Choice Hotels To Acquire Radisson Hotel Group Americas for $675 Million
Choice Hotels International has entered a definitive agreement to acquire the franchise business, operations, and intellectual property of Radisson Hotel Group Americas (the U.S., Canada, and Latin America. The deal, valued at approximately $675 million, will add 9 brands, 624 hotels, and more than 68,000 rooms and expand Choice Hotels’ presence in the upscale and core upper-midscale hospitality segments, particularly in the West Coast and Midwest of the U.S., according to the announcement. The acquisition includes 10 Radisson Blu hotels, 130 Radisson hotels, 9 Radisson Individuals, 1 Park Plaza hotel, 4 Radisson RED hotels, 453 Country Inn & Suites by Radisson, and 17 Park Inn by Radisson hotels, as well as the Radisson Inn & Suites and Radisson Collection brands.
The Last Howard Johnson’s Has Shut Its Doors Forever in Lake George, New York
It’s the end of an era for millions of Americans who grew up with the welcoming orange-roofed family restaurants, with their now-legendary fried clams and 28 ice cream flavors (long pre-dating Baskin-Robbins’ 31 flavors). For many, the childhood magic of entering a world of sights and smells has long gone. Yet, as the brand slowly faded as a preferred road stop for Americans throughout the U.S., an increasing number of younger Americans today have never seen, or even heard of, the brand.

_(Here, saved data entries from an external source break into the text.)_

Issue #3674, opened 2026-06-14
Epic: kicad-tools.org — demo board gallery website


rjwalters:
# Epic: kicad-tools.org — demo board gallery website

## Overview

Build **kicad-tools.org**, a public static gallery website that lets people explore
the demo boards in `boards/` and see how well the automated PCB tooling works. Each
board is presented with rendered images (2D layer plots + 3D ray-traced) and key
quality metrics (nets routed %, DRC violations, layer count, board size, part count,
cost), plus a downloadable manufacturing package.

This is an epic rather than a single issue because it spans three decoupled
subsystems — a board **render pipeline**, a **metrics extractor**, and a **static
site + deploy** — plus a future-facing **interactive PCB viewer**. Each can ship
and be tested independently.

## Decisions (made 2026-06-14)

- **Domain**: `kicad-tools.org` (purchased).
- **Hosting**: Cloudflare Pages — chosen for large binary artifacts (R2), per-PR
  preview deploys, and a path to dynamic/interactive features via Workers.
- **Site stack**: Astro (static-first, islands for future interactivity).
- **Renders**: both 2D layer plots AND 3D ray-traced PNGs via `kicad-cli`, front + back.
- **Decoupling**: render/metrics generation stays independent of hosting.

## Milestone Alignment

**Current Milestone**: unknown (none declared in README)
**Alignment Tier**: Tier 2 - Goal-Supporting
**Justification**: A public showcase of routing/manufacturing quality directly
demonstrates the project mission (fully automated agent-driven PCB creation) and
creates a feedback surface for board quality regressions.

### Phase 1: Foundation — renders + metrics
**Goal**: Produce per-board visual renders and a normalized metrics file from
existing artifacts. No site yet.
**Can parallelize**: Yes (the two issues are independent)

- [ ] Issue A: Board render command — `kicad-cli` 2D layer plots (front/back) + 3D ray-traced PNGs per board, to a predictable output path.
- [ ] Issue B: Board metrics extractor — emit a normalized `board.json` per board (nets routed %, DRC count, layer count, board size, part count, cost) from `output/manufacturing` artifacts.

### Phase 2: Static gallery site (Astro)
**Blocked by**: Phase 1
**Goal**: A browsable static site driven by the Phase 1 outputs.
**Can parallelize**: Partially (index and detail can follow the scaffold)

- [ ] Issue C: Astro project scaffold + board data loader (consumes per-board JSON + render image paths).
[...]

PR #3708, opened 2026-06-15
fix(site): emit viewer overlay script as raw JS so it actually runs

### LINKED ISSUE #3707: [Epic #3674] Viewer overlay <script> never executes — JSX {`…`} wrapper emitted as inert text
## Bug (root cause of the infinite spinner, both browsers)

The interactive-viewer loading overlay in `site/src/pages/[slug].astro` is wrapped as:

```astro
<script is:inline>{`(() => { ... })();`}</script>
```

Astro's `is:inline` does NOT process `{…}` JSX expressions, so the literal `` {` `` / `` `} `` template-literal wrapper is emitted into the page as **inert text**. The browser parses it as a bare block statement containing an unused template string — the IIFE never runs. Therefore neither the `embed.loaded` poll NOR the 8s hard-timeout fallback ever executes, so the spinner overlay is never removed.

Verified live (Playwright, both Chromium + Firefox) on https://kicad-tools.org/01-voltage-divider/:
- `embed.loaded === true` (the board DID render — KiCanvas works in both browsers).
- The `.viewer-loading` overlay is still present with the original "Loading interactive view…" text after 15s (timeout never fired).
- No JS errors — because the leaked `{`…`}` is *valid but inert* JS.

This has been latent since #3691; the #3700 logic fix changed code inside the inert string and so had no effect.

## Fix

Emit the overlay script as **raw executable JavaScript**, not a JSX-wrapped template literal. Either:
- write the IIFE as plain JS directly between `<script is:inline>…</script>` (no `{` `}` wrapper, no template-literal backtick escaping), or
- use `<script is:inline set:html={SCRIPT_STRING} />` with the JS in a frontmatter const.

Keep the same logic from #3700 (poll `embed.loaded`, reveal the board, 8s timeout fallback to the static renders). Since the board already renders (`embed.loaded` flips true), once the script executes the overlay will hide and reveal the board.

## Acceptance Criteria

- [ ] The built `dist/<slug>/index.html` `<script>` body is executable JS (starts with the IIFE, NOT `{` + backtick).
- [ ] Verified in a real browser (Playwright, Chromium + Firefox) against the deployed page: the spinner clears within a few seconds and the interactive board is visible; or, if `embed.loaded` never flips, the 8s fallback shows the static-render note.
- [ ] No JS console errors from the inline script.

## Dependencies
Part of Epic #3674. Supersedes the (ineffective) script-execution path; the #3700 overlay logic is otherwise correct.

rjwalters:
## Summary

Fixes #3707 (Epic #3674). The interactive-viewer loading overlay's `<script is:inline>` wrapped its IIFE in a JSX `{\`...\`}` template literal. `is:inline` does **not** interpolate `{…}`, so the literal wrapper shipped as **inert text** — the IIFE never executed. Neither the `embed.loaded` poll nor the 8s timeout ran, so the spinner hung forever over an **already-rendered** board (confirmed via Playwright in both Chromium and Firefox: `embed.loaded === true`, overlay never removed, no JS errors).

Fix: emit the IIFE as raw inline JS (no `{\`...\`}` wrapper, no template-literal escaping). Verified the built `dist/<slug>/index.html` `<script>` body now starts with `(() => {` and contains the real `setTimeout`/`setInterval` logic.

## Verification
- `npm run build` green; built script body starts with the IIFE (not the inert `{\`` wrapper); `npm test` + `npm run check` clean.
- Post-merge: will verify on the live deploy with headless Chromium + Firefox (spinner clears, board visible).

Closes #3707

### DIFF
--- a/site/src/pages/[slug].astro
+++ b/site/src/pages/[slug].astro
@@ -266,12 +266,14 @@ if (board.manifest_generated_at !== undefined) {
       {
         /*
          * Drive the loading → ready / error transition for the KiCanvas embed.
-         * Astro bundles + dedupes this <script>; it runs after the DOM is parsed.
+         * Raw inline JS (is:inline emits it verbatim — do NOT wrap in a {`...`}
+         * template literal, which is:inline would ship as inert text). Placed
+         * after the embed/overlay markup, so it runs once those nodes exist.
          * Emitted only when a PCB is present so no-artifact boards stay JS-free.
          */
         hasPcb && (
           <script is:inline>
-            {`(() => {
+            (() => {
   // Grab the overlay up front so the hard-timeout fallback can reference it
   // even if everything below throws. querySelector never throws for a valid
   // selector, returning null at worst.
@@ -288,7 +290,7 @@ if (board.manifest_generated_at !== undefined) {
       pollTimer = null;
     }
   };
-  // KiCanvas signals completion via a JS PROPERTY \`embed.loaded\` (set true once
+  // KiCanvas signals completion via a JS PROPERTY embed.loaded (set true once
   // the board has parsed + rendered). It does NOT reflect a "loaded" attribute
   // and dispatches no "load" event on the <kicanvas-embed> host, so we must
   // read the property — earlier attribute/event checks never fired, which is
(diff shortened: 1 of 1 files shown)


rjwalters:
Approved (orchestrator). Verified the built script body is now raw executable JS (starts with the IIFE, not the inert {`} wrapper); the prior version shipped the script as inert text, which is why the spinner hung over an already-rendered board in both browsers. Build/tests green.

PR #3709, opened 2026-06-15
build(board-00): generate + route + manufacture simple-led board

rjwalters:
## Summary

Board 00 (`00-simple-led`, the "hello world" LED board) shipped with only its `generate_design.py` generator and no built artifacts, so the gallery card fell back to the placeholder image. This builds it and commits the artifacts to match every other demo board.

Built via `kct build boards/00-simple-led` (with the C++ router): **100% routing complete** (3/3 nets — VCC/LED traced, GND via zone pour), **DRC PASS** (per `output/manufacturing/report.md`).

Adds `boards/00-simple-led/output/`: design (`.kicad_sch/pcb/pro/prl`), routed PCB, and the manufacturing bundle (gerbers, BOM, CPL, `report.md`/`.pdf`, layer/assembly images, `kicad_project.zip`, manifest). `board.json` and `renders/` remain gitignored (regenerated at deploy).

After this merges, board 00's gallery card shows real 2D/3D renders + accurate metrics instead of the placeholder.


rjwalters:
Superseded by the DRC-clean rebuild on top of #3712 (the zone-fill foreign-pad clearance fix). This PR's board-00 build predates that fix and fails the Routed PCB DRC gate (4 clearance_pad_zone errors). Closing in favor of the clean rebuild.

Found 97 years ago in 1925 in Quincy, Massachusetts by Howard Deering Johnson, HoJo’s was the largest restaurant chain in the U.S. in the 1960s and 1970s, with more than 1,000 combined company-owned and franchised outlets. The company opened its first motor lodges in the 1950s, and by the late 1970s boasted more than 1,000 restaurants and more than 500 motor lodges in 42 U.S. states and Canada, marking its peak before beginning a slow and steady decline that ended this year. According to one source, in 1965 Howard Johnson’s sales exceeded the combined sales of McDonald’s, Burger King, and Kentucky Fried Chicken.

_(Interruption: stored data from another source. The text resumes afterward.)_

PR #3712, opened 2026-06-15
fix(zones): carve foreign-net antipads out of zone fills

### LINKED ISSUE #3711: kct zones fill: filled zones overlap foreign-net pads (clearance_pad_zone DRC errors)
## Bug

`kct zones fill` produces zone fills that **overlap foreign-net pads**, causing `clearance_pad_zone` DRC errors (a pad on net A sits inside the filled copper of net B). The zone's clearance is configured correctly (`connect_pads (clearance 0.3)`, `min_thickness 0.25`) — the **fill geometry itself** isn't subtracting the foreign-net pad clearance regions (antipads).

### Reproduce (board 00 — the simplest case)

`boards/00-simple-led/output/simple_led_routed.kicad_pcb` (a 3-component LED board) has **4** `clearance_pad_zone` errors:
```
pad on net 'GND' overlaps zone fill of net 'VCC' on F.Cu (overlap depth 0.013mm)
pad on net 'LED_ANODE' overlaps zone fill of net 'VCC' on F.Cu (overlap depth 0.045mm)
pad on net 'GND' overlaps zone fill of net 'VCC' on F.Cu (overlap depth 0.018mm)
pad on net 'LED_ANODE' overlaps zone fill of net 'GND' on B.Cu (overlap depth 0.200mm)
```
Re-running the filler does NOT fix it:
```bash
uv run --with shapely kct zones fill boards/00-simple-led/output/simple_led_routed.kicad_pcb -o /tmp/x.kicad_pcb
uv run --with shapely kct check /tmp/x.kicad_pcb --mfr jlcpcb --errors-only   # still 4 clearance_pad_zone errors
```
This also blocks the CI "Routed PCB DRC Check" gate for board 00 (see PR #3709). `kct fix-drc` cannot repair these (it only handles trace clearance + drill, not zone fills).

## Likely root cause

In `src/kicad_tools/zones/generator.py` the zone-fill polygon generation does not (correctly) subtract a `clearance + min_thickness/2`-buffered region around **foreign-net** pads (and possibly vias) before emitting `filled_polygon`. The fill should exclude an antipad around every pad NOT on the zone's net, so no foreign pad ends up inside the fill. Same-net pads get thermal/solid connection; foreign-net pads must get full clearance.

## Acceptance Criteria

- [ ] After `kct zones fill`, no `clearance_pad_zone` errors: `uv run --with shapely kct check <board>_routed.kicad_pcb --mfr jlcpcb --errors-only` reports 0 such errors for board 00 (and the fill still connects same-net pads).
- [ ] Foreign-net pads (and vias) are cleared by at least the zone clearance; verify the worst board-00 case (B.Cu, 0.200mm overlap) is resolved.
- [ ] A regression test (pure-Python, no kicad-cli) covering a small board where a foreign pad sits inside a pour, asserting the filled polygon excludes the pad + clearance.
- [ ] No regressions: other demo boards (01–07, softstart) that currently pass `kct check --mfr jlcpcb` still pass after the fix.

## Notes for the implementer

- `kct check` is **pure-Python DRC** (no kicad-cli) but needs the optional `shapely` dep — run via `uv run --with shapely kct check ...`. The fix itself is Shapely geometry in `zones/generator.py`; no kicad-cli or C++ router needed.
- The DRC rule is `clearance_pad_zone`; grep the DRC module for it to see exactly how overlap is measured (so the fill subtraction matches the check's expectation).

rjwalters:
## Summary

`kct zones fill` produced `filled_polygon` copper that overlapped foreign-net pads, raising `clearance_pad_zone` DRC errors. Board 00 (`simple_led_routed.kicad_pcb`) had **4** such errors (overlap 0.013–0.200 mm) that `kct fix-drc` cannot repair and that block the routed-PCB DRC gate.

**Which fill path was at fault:** kicad-cli (the `_run_fill_zones_via_drc` DRC-side-effect path, since KiCad 9 has no `pcb fill-zones` subcommand). The zone s-expression was already well-formed — `(connect_pads (clearance 0.3))` and `(min_thickness 0.25)` are present and correct (Hypothesis A was *not* the cause). kicad-cli simply leaves the antipad around foreign-net through-hole pads slightly too small on boards serialized by kicad-tools, and `kct check`'s `ViaZoneClearanceRule` (which the strict CI gate consults) flags the residual overlap even though KiCad's own DRC does not.

**The fix:** a deterministic, pure-Python post-fill geometric correction (`src/kicad_tools/zones/fill_clearance.py`) that, for every zone `filled_polygon`, subtracts an antipad of `clearance + min_thickness/2` around each pad/via on a *different* net. Same-net pads/vias are never cut, so thermal/solid connections are preserved. Vias are covered too (`clearance_via_zone`).

The correction operates on the parsed s-expression (no kicad-cli, no C++ router) and is a no-op when `shapely` is unavailable. It is wired into `runner.run_fill_zones`, so both `kct zones fill` and the post-route fill benefit.

## Changes

- `src/kicad_tools/zones/fill_clearance.py` (new): `apply_foreign_pad_clearance(doc)` carves foreign-net antipads out of each fill.
  - Resolves net identity by name so a name-only zone `(net "VCC")` matches a numbered pad `(net 1 "VCC")`; the net table map ignores name-less per-element `(net N)` nodes so they can't clobber real names.
  - Pads modelled by their (rotation-aware) axis-aligned bounding box — matching the DRC's pad-box convention; vias by their barrel disc on every spanned copper layer.
  - Holes are vented to the exterior with hair-thin (1e-4 mm) slits because KiCad fill rings cannot carry holes; the result is reconstructed exactly as the DRC reads it (`make_valid` / `_repair_fill_polygon`).
  - **Safety gate:** a rewrite is accepted only when it (a) removes the foreign overlap and (b) adds no copper outside the original fill. If the re-encode isn't faithful the original fill is left untouched, so the correction can only improve a board, never regress it.
- `src/kicad_tools/cli/runner.py`: call the correction after a successful fill (swallows any failure).
- `tests/test_zones_fill_clearance.py` (new): pure-Python regression tests (no kicad-cli).

| 0 `clearance_pad_zone` errors after fill on board 00 | ✅ | `kct zones fill … && kct check … --mfr jlcpcb --errors-only` → **0 errors, DRC PASSED** (was 4, incl. the 0.200 mm B.Cu case) |
| Foreign pads + vias cleared by ≥ zone clearance | ✅ | Regression tests assert `fill.distance(foreign) ≥ 0.3 mm` for both a foreign pad and a foreign via |
| Same-net connectivity preserved | ✅ | Test asserts same-net pad still overlaps its own fill; board-00 same-net pads still connect (thermal relief intact) |
| Pure-Python regression test (no kicad-cli) | ✅ | `tests/test_zones_fill_clearance.py` — builds an in-memory board, runs the correction, asserts geometry + round-trips through the real DRC rule |
| No regression on boards that currently pass | ✅ | Board 01 refill → `kct check --mfr jlcpcb` still **0 errors**. Board 05 (allowlisted, pre-existing 30 `clearance_pad_zone`) refill: **30 → 0** zone-clearance errors with **no new** via/pad-zone errors (remaining errors are pre-existing via-in-pad/connectivity, unrelated) |

## Test Plan

- `uv run --with shapely pytest tests/test_zones_fill_clearance.py` → 7 passed
- `uv run --with shapely pytest` on zone/fill/runner modules (test_validate_via_zone_clearance, test_zones_cmd, test_zone_priority, test_validate_zone_fill, test_route_cmd_zone_fill, test_route_zones_preserved, test_gerber_zone_fill, test_board_05_zones, test_runner_net_restore, test_build_zones_step) → 230 passed
- `ruff format` + `ruff check` clean on changed files
- kicad-cli still loads the corrected boards 00/05

Closes #3711

### DIFF
--- a/src/kicad_tools/cli/runner.py
+++ b/src/kicad_tools/cli/runner.py
@@ -355,10 +355,43 @@ def run_fill_zones(
 
     # If a future KiCad ships a native fill-zones subcommand, prefer it.
     if _kicad_cli_has_fill_zones(kicad_cli):
-        return _run_fill_zones_native(pcb_path, output_path, kicad_cli)
+        result = _run_fill_zones_native(pcb_path, output_path, kicad_cli)
+    else:
+        # Fallback: use DRC which fills zones as a side effect.
+        result = _run_fill_zones_via_drc(pcb_path, output_path, kicad_cli)
 
-    # Fallback: use DRC which fills zones as a side effect.
-    return _run_fill_zones_via_drc(pcb_path, output_path, kicad_cli)
+    # Post-fill geometric correction (Issue #3711): kicad-cli's fill can
+    # leave the antipad around a foreign-net pad/via too small on boards
+    # serialized by kicad-tools, producing clearance_pad_zone /
+    # clearance_via_zone DRC errors.  Subtract foreign-net antipads from
+    # every filled_polygon so the fill clears foreign copper by at least
+    # the zone clearance.  No-op when shapely is unavailable.
+    if result.success and result.output_path is not None:
+        _apply_foreign_pad_clearance(result.output_path)
+
+    return result
+
+
+def _apply_foreign_pad_clearance(pcb_path: Path) -> None:
+    """Carve foreign-net antipads out of every zone fill (Issue #3711).
+
+    Loads the filled PCB, applies the pure-Python clearance correction,
+    and rewrites the file only when at least one filled_polygon changed.
+    Any failure (e.g. shapely missing) is swallowed — the fill is then
+    left exactly as kicad-cli produced it.
+    """
+    try:
+        from kicad_tools.core.sexp_file import save_pcb
+        from kicad_tools.sexp import parse_file
+        from kicad_tools.zones.fill_clearance import apply_foreign_pad_clearance
+
+        doc = parse_file(pcb_path)
+        modified = apply_foreign_pad_clearance(doc)
+        if modified:
+            save_pcb(doc, pcb_path)
+    except Exception:
+        # Never let the correction abort a successful fill.
+        return
 
 
 def _run_fill_zones_native(
--- a/src/kicad_tools/zones/fill_clearance.py
+++ b/src/kicad_tools/zones/fill_clearance.py
@@ -30,9 +30,24 @@ from __future__ import annotations
 
 import math
 from dataclasses import dataclass
+from typing import Any, Protocol
 
 from kicad_tools.core.layers import via_spans_layer
 from kicad_tools.sexp import SExp
+
+
+class _Geometry(Protocol):
+    """Minimal structural type for the shapely geometry methods used here.
+
+    shapely ships no type stubs, so the concrete classes are ``Any`` to
+    mypy.  This Protocol captures only the surface we touch (``buffer`` and
+    ``intersects``) so ``_Obstacle.shape`` type-checks without a hard
+    dependency on shapely's (untyped) classes.
+    """
+
+    def buffer(self, distance: float, *args: Any, **kwargs: Any) -> Any: ...
+
+    def intersects(self, other: Any) -> bool: ...
 
 
 @dataclass(frozen=True)
@@ -41,8 +56,8 @@ class _Obstacle:
 
     net_key: str
     layers: tuple[str, ...]
-    # Sheet-absolute footprint of the copper, as a list of (x, y) rings.
-    shape: object  # shapely geometry; typed loosely to avoid a hard import
+    # Sheet-absolute footprint of the copper, as a shapely geometry.
+    shape: _Geometry
 
 
 def _build_net_name_map(doc: SExp) -> dict[int, str]:
@@ -112,7 +127,7 @@ def _collect_obstacles(
     are modelled by their circular barrel.  Net-0 (unassigned) copper is
     skipped — it does not participate in clearance checks.
     """
-    from shapely.geometry import Point
+    from shapely.geometry import Point  # type: ignore[import-untyped]
 
     obstacles: list[_Obstacle] = []
 
@@ -280,7 +295,7 @@ def _vent_holes(poly):
     Returns the list of resulting hole-free Polygons.
     """
     from shapely.geometry import LineString
-    from shapely.ops import nearest_points
+    from shapely.ops import nearest_points  # type: ignore[import-untyped]
 
     polys = _iter_polygons(poly)
     if not any(p.interiors for p in polys):
@@ -311,7 +326,7 @@ def _vent_holes(poly):
     if not slits:
         return [p for p in polys if not p.is_empty and p.area > 0]
 
-    import shapely
+    import shapely  # type: ignore[import-untyped]
 
     vented = poly.difference(shapely.unary_union(slits))
     return [p for p in _iter_polygons(vented) if not p.is_empty and p.area > 0]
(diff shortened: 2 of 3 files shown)


rjwalters:
## Judge: Changes Requested — Type Check (mypy) gate is failing

The geometry fix itself is correct and I verified it end-to-end on this machine (kicad-cli from KiCad.app):

- **Board 00**: `kct zones fill … && kct check --mfr jlcpcb --errors-only` → baseline 4 `clearance_pad_zone` → **0, DRC PASSED**. Confirmed.
- **Board 01**: refill + check → still **0 errors**. No regression.
- **Board 05**: refill → no new `clearance_pad_zone`/`clearance_via_zone`; same 23 pre-existing (14 via_in_pad + 9 connectivity). Not worse.
- **Tests**: `tests/test_zones_fill_clearance.py` 7 passed; related zone/fill/runner modules 137 passed, 1 skipped.
- **ruff** format + check clean on all 3 changed files.
- **Correctness review**: antipad modeling matches `ViaZoneClearanceRule` exactly (pad = axis-aligned box via `_axis_aligned_box_dims` mirroring `_transform_pad_dimensions`; via = `Point.buffer(r)`). Antipad size `clearance(0.3)+min_thickness/2(0.125)=0.425mm` is conservatively larger than the DRC threshold (`min_clearance_mm≈0.127`), so it cannot under-clear. Same-net pads/vias are skipped (connectivity preserved — verified by test + board 00 thermal relief). The faithfulness gate (`recon.intersection(cut_union).area>eps` reject, `recon.difference(fill_poly).area>eps` reject) is sound: it can only leave a fill unchanged or strictly improve it, never regress. Slit width 1e-4 mm is far below fab/DRC tolerance and is subtracted, not added, so no spurious sliver copper. No-pads / multi-hole / via cases handled.

### Blocker: CI **Type Check** job is red

`scripts/ci/check_mypy_baseline.py` fails on **10 NEW** errors in the new module `src/kicad_tools/zones/fill_clearance.py` (the workflow comment explicitly forbids padding `mypy-baseline.txt` — fix the errors or add targeted `# type: ignore[code]` for genuine false positives):

```
- Library stubs not installed for "shapely" / "shapely.geometry" / "shapely.ops"  [import-untyped]   (×3 — add `# type: ignore[import-untyped]` on the shapely imports)
- "object" has no attribute "buffer"  [attr-defined]   (_Obstacle.shape is typed `object`; annotate as the shapely geometry / `Any`, or cast at the buffer call)
- Argument N to "_obstacle_on_layer" has incompatible type "str | Any | None"; expected "str"  [arg-type]   (fill_layer can be None — narrow/guard before the call)
- Item "None" of "SExp | None" has no attribute "get_string"  [union-attr]   (the `zone.find("layer").get_string(...)` fallback assumes find() is non-None)
- Argument N to "list" of "SExp" has incompatible type "str | Any | None"; expected ...  [arg-type]
- Incompatible types in assignment (expression has type "float | None", variable has type "float")  [assignment]   (×2 — clearance / min_thickness reassigned from get_float which returns float|None; guard the None)
- Need type annotation for "polys"  [var-annotated]   (in `_reconstruct_fill`: `polys: list = []`)
```

Note: `mergeStateStatus` is UNSTABLE and the `Test` job is still pending — once Type Check is green, confirm `Test` also passes before re-requesting review.

Please address the mypy errors (no functional change needed — the geometry is correct) and flip back to `loom:review-requested`.

rjwalters:
Type Check gate fixed (types-only, no functional change).

Cleared all 10 new mypy errors the baseline gate reported for `src/kicad_tools/zones/fill_clearance.py`:

- Added a `_Geometry` Protocol (`buffer`/`intersects`) and typed `_Obstacle.shape` with it, so `.buffer()` type-checks (was `object` → `attr-defined`).
- Tagged the first import of each untyped shapely module with `# type: ignore[import-untyped]` (shapely ships no stubs; the accepted pattern). Removed the redundant ignores on subsequent same-module imports so none are flagged `unused-ignore`.
- Narrowed the `float | None` `clearance`/`min_thickness` reassignments via local temporaries.
- Guarded the `zone.find("layer")` fallback so `fill_layer` is always `str` (also fixes the `_obstacle_on_layer` arg-type error).
- Annotated `polys: list[Any]` in `_reconstruct_fill`.

Verified locally (CI-equivalent env, `uv sync --extra dev` so shapely is present):
- `uv run python scripts/ci/check_mypy_baseline.py` → `OK: mypy reports 1498 error(s), all within the baseline (1512 allowed). No new type errors.` (exit 0)
- `uv run --with shapely pytest tests/test_zones_fill_clearance.py` → 7 passed
- `uv run ruff format --check .` and `uv run ruff check .` → clean

The functional clearance correction is unchanged. Ready for re-review.

rjwalters:
## Judge verdict: APPROVE (re-judge after Doctor types-only fix)

This is the post-Doctor re-review. The sole prior blocker was the **Type Check** CI job (10 new mypy errors in `src/kicad_tools/zones/fill_clearance.py`); the functional clearance fix was already CONFIRMED correct in the prior pass.

**CI — all green.** All 8 checks pass on run 27569571603 (Type Check, Test, Lint & Format, Diff-Pair + Match-Group Routing Regressions, Routed PCB DRC, C++ Build, kicad-cli Round-trip Smoke). Merge state is CLEAN / MERGEABLE.

**Diff is types-only (verified `git diff 3085d8cf..0e3320a9`).** Doctor commit `0e3320a9` touches only `fill_clearance.py` and is purely annotations: a `_Geometry` Protocol typing `_Obstacle.shape` (so `.buffer()` checks), `# type: ignore[import-untyped]` on the untyped shapely imports, `float | None` reassignments narrowed via local temporaries (logic-equivalent), a None-guard on the `find("layer")` fallback (equivalent to the prior ternary), and `polys: list[Any]`. The fill geometry / antipad-subtraction logic is unchanged — no functional regression.

**Local sanity re-runs (clean worktree at PR head).**
- `scripts/ci/check_mypy_baseline.py`: 0 new errors in `fill_clearance.py` (all 10 resolved).
- `pytest tests/test_zones_fill_clearance.py`: 7 passed.
- `ruff format --check` + `ruff check`: clean on all three files.

**Scope.** Still exactly the three intended files (`fill_clearance.py`, `cli/runner.py`, `tests/test_zones_fill_clearance.py`); no committed generated artifacts.

Type Check is green, the diff is types-only with no functional change, and the previously-validated fix stands. Approving → `loom:pr`.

In his book “Ten Restaurants That Changed America,” historian Paul Freedman credited the company with pioneering “several key concepts in the American way of dining out: roadside locations, a family-friendly ambience, franchising, predictability and serving comfort food long before that term was invented.” (Wikipedia)
In 1969, The Howard Johnson Company tried a new restaurant concept, Ground Round.
Speaking about his famous 28 flavors, Johnson was quoted as saying, “I thought I had every flavor in the world.”